## Task statement:
Print every line below. Match each one exactly.

Segment Start: Data

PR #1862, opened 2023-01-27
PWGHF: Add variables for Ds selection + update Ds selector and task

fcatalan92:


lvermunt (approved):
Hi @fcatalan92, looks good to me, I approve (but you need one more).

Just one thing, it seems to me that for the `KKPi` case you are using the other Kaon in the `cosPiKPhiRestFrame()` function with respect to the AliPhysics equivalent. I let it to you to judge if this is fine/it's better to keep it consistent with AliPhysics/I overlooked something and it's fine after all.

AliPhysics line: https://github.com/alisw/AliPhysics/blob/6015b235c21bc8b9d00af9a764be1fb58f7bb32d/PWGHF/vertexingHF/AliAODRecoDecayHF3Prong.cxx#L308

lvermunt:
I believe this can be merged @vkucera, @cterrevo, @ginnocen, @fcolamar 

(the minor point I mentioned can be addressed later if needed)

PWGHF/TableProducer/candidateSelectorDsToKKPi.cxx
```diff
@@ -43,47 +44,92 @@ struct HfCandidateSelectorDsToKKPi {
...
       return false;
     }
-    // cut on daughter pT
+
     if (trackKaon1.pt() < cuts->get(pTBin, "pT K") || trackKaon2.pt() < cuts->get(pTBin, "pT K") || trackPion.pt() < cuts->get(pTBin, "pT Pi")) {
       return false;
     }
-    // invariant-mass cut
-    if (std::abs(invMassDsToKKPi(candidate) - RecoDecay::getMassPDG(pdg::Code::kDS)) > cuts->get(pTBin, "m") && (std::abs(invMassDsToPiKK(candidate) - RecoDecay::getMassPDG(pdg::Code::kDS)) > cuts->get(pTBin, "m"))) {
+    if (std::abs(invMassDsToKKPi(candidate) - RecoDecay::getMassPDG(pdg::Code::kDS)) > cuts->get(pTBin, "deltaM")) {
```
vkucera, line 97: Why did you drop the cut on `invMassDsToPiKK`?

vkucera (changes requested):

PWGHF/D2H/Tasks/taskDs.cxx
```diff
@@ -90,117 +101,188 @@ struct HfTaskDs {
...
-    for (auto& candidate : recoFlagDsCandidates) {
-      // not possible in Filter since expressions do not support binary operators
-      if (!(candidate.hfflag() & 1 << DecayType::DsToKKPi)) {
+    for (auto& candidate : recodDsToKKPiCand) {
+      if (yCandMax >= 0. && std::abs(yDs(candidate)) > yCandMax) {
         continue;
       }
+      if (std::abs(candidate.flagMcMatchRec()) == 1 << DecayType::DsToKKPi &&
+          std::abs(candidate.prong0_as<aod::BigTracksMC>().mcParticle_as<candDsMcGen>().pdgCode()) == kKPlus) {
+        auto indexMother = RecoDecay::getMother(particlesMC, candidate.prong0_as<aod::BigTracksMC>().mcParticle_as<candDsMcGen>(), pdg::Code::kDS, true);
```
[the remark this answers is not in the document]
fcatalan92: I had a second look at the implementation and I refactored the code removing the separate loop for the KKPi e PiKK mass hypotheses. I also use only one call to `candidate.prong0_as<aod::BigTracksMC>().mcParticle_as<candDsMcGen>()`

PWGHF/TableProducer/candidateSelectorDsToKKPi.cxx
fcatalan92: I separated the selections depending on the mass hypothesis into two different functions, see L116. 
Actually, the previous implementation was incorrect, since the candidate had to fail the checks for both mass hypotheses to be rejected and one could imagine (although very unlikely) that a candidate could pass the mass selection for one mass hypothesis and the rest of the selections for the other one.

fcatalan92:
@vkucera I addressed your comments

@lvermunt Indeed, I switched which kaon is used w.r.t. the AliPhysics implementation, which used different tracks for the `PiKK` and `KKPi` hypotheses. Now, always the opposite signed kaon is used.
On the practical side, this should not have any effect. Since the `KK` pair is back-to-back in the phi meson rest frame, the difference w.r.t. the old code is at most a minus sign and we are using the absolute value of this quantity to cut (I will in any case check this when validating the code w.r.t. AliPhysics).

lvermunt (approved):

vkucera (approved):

Segment End: Data

## Solved exercise:
PR #1862, opened 2023-01-27
PWGHF: Add variables for Ds selection + update Ds selector and task

fcatalan92:


lvermunt (approved):
Hi @fcatalan92, looks good to me, I approve (but you need one more).

Just one thing, it seems to me that for the `KKPi` case you are using the other Kaon in the `cosPiKPhiRestFrame()` function with respect to the AliPhysics equivalent. I let it to you to judge if this is fine/it's better to keep it consistent with AliPhysics/I overlooked something and it's fine after all.

AliPhysics line: https://github.com/alisw/AliPhysics/blob/6015b235c21bc8b9d00af9a764be1fb58f7bb32d/PWGHF/vertexingHF/AliAODRecoDecayHF3Prong.cxx#L308

lvermunt:
I believe this can be merged @vkucera, @cterrevo, @ginnocen, @fcolamar 

(the minor point I mentioned can be addressed later if needed)

PWGHF/TableProducer/candidateSelectorDsToKKPi.cxx
```diff
@@ -43,47 +44,92 @@ struct HfCandidateSelectorDsToKKPi {
...
       return false;
     }
-    // cut on daughter pT
+
     if (trackKaon1.pt() < cuts->get(pTBin, "pT K") || trackKaon2.pt() < cuts->get(pTBin, "pT K") || trackPion.pt() < cuts->get(pTBin, "pT Pi")) {
       return false;
     }
-    // invariant-mass cut
-    if (std::abs(invMassDsToKKPi(candidate) - RecoDecay::getMassPDG(pdg::Code::kDS)) > cuts->get(pTBin, "m") && (std::abs(invMassDsToPiKK(candidate) - RecoDecay::getMassPDG(pdg::Code::kDS)) > cuts->get(pTBin, "m"))) {
+    if (std::abs(invMassDsToKKPi(candidate) - RecoDecay::getMassPDG(pdg::Code::kDS)) > cuts->get(pTBin, "deltaM")) {
```
vkucera, line 97: Why did you drop the cut on `invMassDsToPiKK`?

vkucera (changes requested):

PWGHF/D2H/Tasks/taskDs.cxx
```diff
@@ -90,117 +101,188 @@ struct HfTaskDs {
...
-    for (auto& candidate : recoFlagDsCandidates) {
-      // not possible in Filter since expressions do not support binary operators
-      if (!(candidate.hfflag() & 1 << DecayType::DsToKKPi)) {
+    for (auto& candidate : recodDsToKKPiCand) {
+      if (yCandMax >= 0. && std::abs(yDs(candidate)) > yCandMax) {
         continue;
       }
+      if (std::abs(candidate.flagMcMatchRec()) == 1 << DecayType::DsToKKPi &&
+          std::abs(candidate.prong0_as<aod::BigTracksMC>().mcParticle_as<candDsMcGen>().pdgCode()) == kKPlus) {
+        auto indexMother = RecoDecay::getMother(particlesMC, candidate.prong0_as<aod::BigTracksMC>().mcParticle_as<candDsMcGen>(), pdg::Code::kDS, true);
```
[the remark this answers is not in the document]
fcatalan92: I had a second look at the implementation and I refactored the code removing the separate loop for the KKPi e PiKK mass hypotheses. I also use only one call to `candidate.prong0_as<aod::BigTracksMC>().mcParticle_as<candDsMcGen>()`

PWGHF/TableProducer/candidateSelectorDsToKKPi.cxx
fcatalan92: I separated the selections depending on the mass hypothesis into two different functions, see L116. 
Actually, the previous implementation was incorrect, since the candidate had to fail the checks for both mass hypotheses to be rejected and one could imagine (although very unlikely) that a candidate could pass the mass selection for one mass hypothesis and the rest of the selections for the other one.

fcatalan92:
@vkucera I addressed your comments

@lvermunt Indeed, I switched which kaon is used w.r.t. the AliPhysics implementation, which used different tracks for the `PiKK` and `KKPi` hypotheses. Now, always the opposite signed kaon is used.
On the practical side, this should not have any effect. Since the `KK` pair is back-to-back in the phi meson rest frame, the difference w.r.t. the old code is at most a minus sign and we are using the absolute value of this quantity to cut (I will in any case check this when validating the code w.r.t. AliPhysics).

lvermunt (approved):

vkucera (approved):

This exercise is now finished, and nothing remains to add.